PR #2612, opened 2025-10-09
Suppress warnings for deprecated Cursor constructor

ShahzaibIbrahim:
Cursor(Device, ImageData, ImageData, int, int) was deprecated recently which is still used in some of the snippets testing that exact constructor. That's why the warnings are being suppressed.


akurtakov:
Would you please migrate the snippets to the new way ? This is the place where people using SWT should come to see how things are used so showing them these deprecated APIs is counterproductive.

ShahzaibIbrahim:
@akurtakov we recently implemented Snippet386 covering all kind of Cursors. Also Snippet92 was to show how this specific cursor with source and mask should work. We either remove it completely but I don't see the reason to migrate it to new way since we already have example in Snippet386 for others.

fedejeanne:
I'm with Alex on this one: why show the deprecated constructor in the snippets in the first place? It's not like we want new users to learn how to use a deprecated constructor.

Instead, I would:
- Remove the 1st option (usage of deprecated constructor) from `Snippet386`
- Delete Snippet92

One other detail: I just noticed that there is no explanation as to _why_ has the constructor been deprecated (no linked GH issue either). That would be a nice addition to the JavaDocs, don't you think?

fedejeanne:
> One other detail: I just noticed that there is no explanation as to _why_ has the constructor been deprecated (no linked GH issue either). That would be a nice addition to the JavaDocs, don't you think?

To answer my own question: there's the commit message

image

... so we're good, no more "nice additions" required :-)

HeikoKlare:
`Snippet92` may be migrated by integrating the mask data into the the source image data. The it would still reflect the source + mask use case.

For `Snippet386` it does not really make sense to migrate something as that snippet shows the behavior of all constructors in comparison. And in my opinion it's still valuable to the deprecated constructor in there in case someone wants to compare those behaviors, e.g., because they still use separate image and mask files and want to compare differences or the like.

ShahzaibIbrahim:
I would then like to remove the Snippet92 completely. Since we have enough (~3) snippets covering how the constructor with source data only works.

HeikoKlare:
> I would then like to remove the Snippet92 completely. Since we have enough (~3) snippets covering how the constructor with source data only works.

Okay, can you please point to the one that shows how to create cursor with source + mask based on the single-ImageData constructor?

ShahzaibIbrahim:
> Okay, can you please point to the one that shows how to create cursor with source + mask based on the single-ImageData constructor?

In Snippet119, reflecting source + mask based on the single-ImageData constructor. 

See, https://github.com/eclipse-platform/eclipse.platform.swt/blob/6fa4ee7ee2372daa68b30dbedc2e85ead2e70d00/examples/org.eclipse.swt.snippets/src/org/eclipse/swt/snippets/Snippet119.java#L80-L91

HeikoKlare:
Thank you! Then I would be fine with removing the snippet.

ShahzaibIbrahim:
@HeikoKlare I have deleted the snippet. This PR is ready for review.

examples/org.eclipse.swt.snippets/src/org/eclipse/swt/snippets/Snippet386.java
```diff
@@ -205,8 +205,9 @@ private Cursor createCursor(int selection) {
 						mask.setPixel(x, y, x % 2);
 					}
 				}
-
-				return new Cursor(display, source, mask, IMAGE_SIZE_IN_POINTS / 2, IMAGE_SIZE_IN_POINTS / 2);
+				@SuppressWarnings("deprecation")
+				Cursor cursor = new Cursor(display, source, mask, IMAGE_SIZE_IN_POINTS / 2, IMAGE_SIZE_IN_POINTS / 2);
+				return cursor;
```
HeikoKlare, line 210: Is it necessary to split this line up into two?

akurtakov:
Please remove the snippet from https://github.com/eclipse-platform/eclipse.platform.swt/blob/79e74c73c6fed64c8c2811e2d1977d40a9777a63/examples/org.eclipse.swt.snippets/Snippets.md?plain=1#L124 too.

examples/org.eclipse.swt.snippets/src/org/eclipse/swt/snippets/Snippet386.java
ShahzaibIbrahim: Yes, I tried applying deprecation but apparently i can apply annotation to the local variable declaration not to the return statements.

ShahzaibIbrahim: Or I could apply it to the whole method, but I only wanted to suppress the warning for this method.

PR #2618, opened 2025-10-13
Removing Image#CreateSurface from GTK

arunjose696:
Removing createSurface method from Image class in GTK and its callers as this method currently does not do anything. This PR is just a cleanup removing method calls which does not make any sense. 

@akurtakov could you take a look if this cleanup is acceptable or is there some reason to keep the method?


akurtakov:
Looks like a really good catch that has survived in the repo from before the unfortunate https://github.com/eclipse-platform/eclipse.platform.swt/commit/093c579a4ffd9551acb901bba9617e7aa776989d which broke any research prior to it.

--*--

--- Description of the task ---
Word for word, restate all of the data shown above.

--- Finished task ---
PR #2612, opened 2025-10-09
Suppress warnings for deprecated Cursor constructor

ShahzaibIbrahim:
Cursor(Device, ImageData, ImageData, int, int) was deprecated recently which is still used in some of the snippets testing that exact constructor. That's why the warnings are being suppressed.


akurtakov:
Would you please migrate the snippets to the new way ? This is the place where people using SWT should come to see how things are used so showing them these deprecated APIs is counterproductive.

ShahzaibIbrahim:
@akurtakov we recently implemented Snippet386 covering all kind of Cursors. Also Snippet92 was to show how this specific cursor with source and mask should work. We either remove it completely but I don't see the reason to migrate it to new way since we already have example in Snippet386 for others.

fedejeanne:
I'm with Alex on this one: why show the deprecated constructor in the snippets in the first place? It's not like we want new users to learn how to use a deprecated constructor.

Instead, I would:
- Remove the 1st option (usage of deprecated constructor) from `Snippet386`
- Delete Snippet92

One other detail: I just noticed that there is no explanation as to _why_ has the constructor been deprecated (no linked GH issue either). That would be a nice addition to the JavaDocs, don't you think?

fedejeanne:
> One other detail: I just noticed that there is no explanation as to _why_ has the constructor been deprecated (no linked GH issue either). That would be a nice addition to the JavaDocs, don't you think?

To answer my own question: there's the commit message

image

... so we're good, no more "nice additions" required :-)

HeikoKlare:
`Snippet92` may be migrated by integrating the mask data into the the source image data. The it would still reflect the source + mask use case.

For `Snippet386` it does not really make sense to migrate something as that snippet shows the behavior of all constructors in comparison. And in my opinion it's still valuable to the deprecated constructor in there in case someone wants to compare those behaviors, e.g., because they still use separate image and mask files and want to compare differences or the like.

ShahzaibIbrahim:
I would then like to remove the Snippet92 completely. Since we have enough (~3) snippets covering how the constructor with source data only works.

HeikoKlare:
> I would then like to remove the Snippet92 completely. Since we have enough (~3) snippets covering how the constructor with source data only works.

Okay, can you please point to the one that shows how to create cursor with source + mask based on the single-ImageData constructor?

ShahzaibIbrahim:
> Okay, can you please point to the one that shows how to create cursor with source + mask based on the single-ImageData constructor?

In Snippet119, reflecting source + mask based on the single-ImageData constructor. 

See, https://github.com/eclipse-platform/eclipse.platform.swt/blob/6fa4ee7ee2372daa68b30dbedc2e85ead2e70d00/examples/org.eclipse.swt.snippets/src/org/eclipse/swt/snippets/Snippet119.java#L80-L91

HeikoKlare:
Thank you! Then I would be fine with removing the snippet.

ShahzaibIbrahim:
@HeikoKlare I have deleted the snippet. This PR is ready for review.

examples/org.eclipse.swt.snippets/src/org/eclipse/swt/snippets/Snippet386.java
```diff
@@ -205,8 +205,9 @@ private Cursor createCursor(int selection) {
 						mask.setPixel(x, y, x % 2);
 					}
 				}
-
-				return new Cursor(display, source, mask, IMAGE_SIZE_IN_POINTS / 2, IMAGE_SIZE_IN_POINTS / 2);
+				@SuppressWarnings("deprecation")
+				Cursor cursor = new Cursor(display, source, mask, IMAGE_SIZE_IN_POINTS / 2, IMAGE_SIZE_IN_POINTS / 2);
+				return cursor;
```
HeikoKlare, line 210: Is it necessary to split this line up into two?

akurtakov:
Please remove the snippet from https://github.com/eclipse-platform/eclipse.platform.swt/blob/79e74c73c6fed64c8c2811e2d1977d40a9777a63/examples/org.eclipse.swt.snippets/Snippets.md?plain=1#L124 too.

examples/org.eclipse.swt.snippets/src/org/eclipse/swt/snippets/Snippet386.java
ShahzaibIbrahim: Yes, I tried applying deprecation but apparently i can apply annotation to the local variable declaration not to the return statements.

ShahzaibIbrahim: Or I could apply it to the whole method, but I only wanted to suppress the warning for this method.

PR #2618, opened 2025-10-13
Removing Image#CreateSurface from GTK

arunjose696:
Removing createSurface method from Image class in GTK and its callers as this method currently does not do anything. This PR is just a cleanup removing method calls which does not make any sense. 

@akurtakov could you take a look if this cleanup is acceptable or is there some reason to keep the method?


akurtakov:
Looks like a really good catch that has survived in the repo from before the unfortunate https://github.com/eclipse-platform/eclipse.platform.swt/commit/093c579a4ffd9551acb901bba9617e7aa776989d which broke any research prior to it.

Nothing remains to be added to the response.